### DATA FOR THIS TASK

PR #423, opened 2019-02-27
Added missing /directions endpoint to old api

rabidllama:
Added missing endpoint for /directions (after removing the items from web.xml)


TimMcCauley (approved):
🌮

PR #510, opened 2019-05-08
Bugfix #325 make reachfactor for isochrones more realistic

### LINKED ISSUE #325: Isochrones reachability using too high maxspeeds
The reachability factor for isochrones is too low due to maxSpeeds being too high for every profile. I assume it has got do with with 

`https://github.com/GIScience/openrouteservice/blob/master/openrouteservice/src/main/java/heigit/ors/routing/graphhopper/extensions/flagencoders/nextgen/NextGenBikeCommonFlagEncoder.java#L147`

######

• REQUIRED WORK: Repeat the whole listing exactly. Leave nothing out.

• EXERCISE ANSWER:
PR #423, opened 2019-02-27
Added missing /directions endpoint to old api

rabidllama:
Added missing endpoint for /directions (after removing the items from web.xml)


TimMcCauley (approved):
🌮

PR #510, opened 2019-05-08
Bugfix #325 make reachfactor for isochrones more realistic

### LINKED ISSUE #325: Isochrones reachability using too high maxspeeds
The reachability factor for isochrones is too low due to maxSpeeds being too high for every profile. I assume it has got do with with 

`https://github.com/GIScience/openrouteservice/blob/master/openrouteservice/src/main/java/heigit/ors/routing/graphhopper/extensions/flagencoders/nextgen/NextGenBikeCommonFlagEncoder.java#L147`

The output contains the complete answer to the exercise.